Culture can also be understood through an interpretation of one's world, through one's cognitive processes, or through a person's understanding of their world, which is linked to their symbolic interactions (Jirwe, Gerrish, & Emami, 2006). “Since cultural background greatly affects several aspects of people's lives, i.e. their beliefs, language, religion, family structure and body image, this must be considered when caring for people from other cultures” (Jirwe, Gerrish, & Emami, p. 12).
Cultural competence is a way of practicing one’s profession by being sensitive to the differences in cultures of one’s constituents and acting in a way that is respectful of the client’s values and traditions while performing those activities or procedures necessary for the client’s well-being (DeChesnay, 2008). It takes into account the cultural differences between the nurse and the patient, while meeting the needs of the patient.

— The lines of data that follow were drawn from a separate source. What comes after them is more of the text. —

PR #10783, opened 2022-03-15
Add refresh button and functionality to Find in Files pane

jgutman:
### Intent

Addresses #3240 . Adds a refresh button to Find in Files

### Approach

Refresh button and stop search button should not display simultaneously.
Refresh button should clear previous results and begin a new find

### Screenshots

Initial view after Shift + Cmd + F:
Replace toolbar not visible, Stop search button visible, Refresh button not visible, Search in progress
Screen Shot 2022-03-16 at 12 44 05 PM

Search has completed, Refresh button visible, Stop search button not visible
Screen Shot 2022-03-16 at 12 43 37 PM

Toggle on replace and enter replacement, Refresh button still visible, Replace toolbar visible, Replace preview mode active
Screen Shot 2022-03-16 at 12 46 28 PM

Hover over Refresh button to see alt text
Screen Shot 2022-03-16 at 12 47 50 PM

After clicking on Refresh button, returns to initial state, exits replace mode, stop search button visible, refresh button not visible
Screen Shot 2022-03-16 at 12 48 28 PM

Tab back to replace mode, and replacement text has persisted from previous entry
Screen Shot 2022-03-16 at 12 49 33 PM

### Automated Tests

Will plan to add some selenium tests to ensure when replace toolbar is/isn't visible, when refresh button is/isn't visible, when stop search button is/isn't visible.

### QA Notes

1. Open Find in Files pane with Cmd + Shift + F and perform a search.
2. Confirm that when search is in progress, the Stop button is visible, and Refresh button is not. When search has finished, the Stop button is now hidden, and the Refresh button is visible.
3. Toggle over to Replace and enter a potential replacement in the "Replace with" text box.
4. Edit and save a file with a search result to remove the matching line. Hit the refresh button.
5. The search should refresh, the pane should toggle back to the Find mode, "Replace with" toolbar disappears until you click on "Replace" again. The search result you edited away in previous step should no longer show in the search results.

### Checklist

### DIFF
--- a/src/gwt/src/org/rstudio/studio/client/workbench/views/output/find/FindOutputPresenter.java
+++ b/src/gwt/src/org/rstudio/studio/client/workbench/views/output/find/FindOutputPresenter.java
@@ -520,11 +520,10 @@ public class FindOutputPresenter extends BasePresenter
                   dialogState_.getPath(),
                   dialogState_.isWholeWord(),
                   dialogState_.isRegex());
-               view_.setStopSearchButtonVisible(true);
 
                super.onResponseReceived(handle);
-
                view_.ensureVisible(true);
+               view_.setStopSearchButtonVisible(true);
             }
          });
    }
--- a/src/gwt/src/org/rstudio/studio/client/workbench/views/output/find/FindOutputPane.java
+++ b/src/gwt/src/org/rstudio/studio/client/workbench/views/output/find/FindOutputPane.java
@@ -71,13 +71,12 @@ public class FindOutputPane extends WorkbenchPane
             ToolbarButton.NoText,
             constants_.stopFindInFilesTitle(),
             commands_.interruptR().getImageResource());
-      stopSearch_.setVisible(false);
       toolbar.addRightWidget(stopSearch_);
 
       refreshButton_ = commands_.refreshFindInFiles().createToolbarButton();
       refreshButton_.addStyleName(ThemeStyles.INSTANCE.refreshToolbarButton());
-      refreshButton_.setVisible(true);
       toolbar.addRightWidget(refreshButton_);
+      setStopSearchButtonVisible(false);
 
       showFindButton_ = new LeftRightToggleButton(constants_.findLabel(), constants_.replaceLabel(), true);
       showFindButton_.addClickHandler(new ClickHandler() {
@@ -127,8 +126,8 @@ public class FindOutputPane extends WorkbenchPane
             ToolbarButton.NoText,
             constants_.stopReplaceTitle(),
             commands_.interruptR().getImageResource());
-      stopReplace_.setVisible(false);
       replaceToolbar.addRightWidget(stopReplace_);
+      setStopReplaceButtonVisible(false);
 
       replaceAllButton_ = new ToolbarButton(constants_.replaceAllText(), constants_.replaceAllText(), null);
       replaceToolbar.addRightWidget(replaceAllButton_);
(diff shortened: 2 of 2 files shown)


src/gwt/src/org/rstudio/studio/client/workbench/views/output/find/FindOutputPresenter.java
```diff
@@ -64,6 +64,7 @@
 import org.rstudio.studio.client.workbench.views.output.find.model.FindInFilesServerOperations;
 import org.rstudio.studio.client.workbench.views.output.find.model.FindInFilesState;
 import org.rstudio.studio.client.workbench.views.output.find.model.FindResult;
+import org.rstudio.studio.client.workbench.views.plots.Plots;
```
jgutman, line 67:
```suggestion
```

jgutman:
```suggestion
```

src/gwt/src/org/rstudio/studio/client/workbench/views/output/find/FindOutputPresenter.java
```diff
@@ -497,6 +499,7 @@ public void findInFilesBeginFind()
 
       // find result always starts with !replaceMode
       view_.setReplaceMode(false);
+      view_.turnOffReplaceMode();
```
jgutman, line 501: This fixes a pre-existing bug in the Find in Files. Previously, if I did a find in files search, tabbed over to the replace mode, entered a replacement in the text box, and then did Cmd + Shift + F to start a new find in files search, a new find in files search would open with the replace toolbar visible but disabled, and the previously entered replacement visible in the text box but not actually showing in the preview. This led to a weird UX where the user would have to edit the replacement text box, even if they wanted to keep the replacement the same, in order to actually activate replace mode. 

The fix is to make sure, when we begin a new Find in Files search, we completely turn off replace mode, not just turn off select parts of it and allow other parts to persist. This way when a new search begins, the replacement toolbar will not be visible, but if the user toggles over to it, the replacement they previously entered in the replacement text box will still persist, in case they want to reuse it.

melissa-barca (commented):
Overall this looks great! Could you had a sceen shot of the new button to the PR? It could be beneficial to add a selenium automated test for this new functionality as well.

src/gwt/src/org/rstudio/studio/client/workbench/views/output/find/FindOutputPresenter.java
jgutman: Good idea -- I haven't written any yet, so I'll have to look into how to do that, but seems like a good idea.

Also, I believe `turnOffReplaceMode();` sets replace mode to false so `view_.setReplaceMode(false);` is now redundant/unnecessary -- will remove.

src/gwt/src/org/rstudio/studio/client/workbench/views/output/find/FindOutputPresenter.java
jgutman: I thought I already removed this stray import but seems like I may have missed it

src/gwt/src/org/rstudio/studio/client/workbench/views/output/find/FindOutputPresenter.java
melissa-barca: Looks like we only have some very basic ones for Find in Files so far: https://github.com/rstudio/rstudio-ide-automation/blob/main/rstudio_server_pro/tests/Panes/test_FindInFilesPane.py
It would be great if we could add some more, let me know if you need help getting started.

jgutman: Thanks, even so that's a very helpful starting point! I'll work on adding to that file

We have chosen to deliberate on the Amish culture because due to their beliefs, lifestyle and isolation from the modern world, much mystery surrounds their culture and many nurses are unable to relate to their culture, understand it, or practice culturally competent care (Jirwe, Gerrish, & Emami, 2006, ).
Amish families have purposely separated themselves from the advancing modern society that surrounds them and refuse to depend on outside help in order to survive (Baker, 2007). This seems such a rebellious and alternative way of life that is hard for many people to understand (Baker).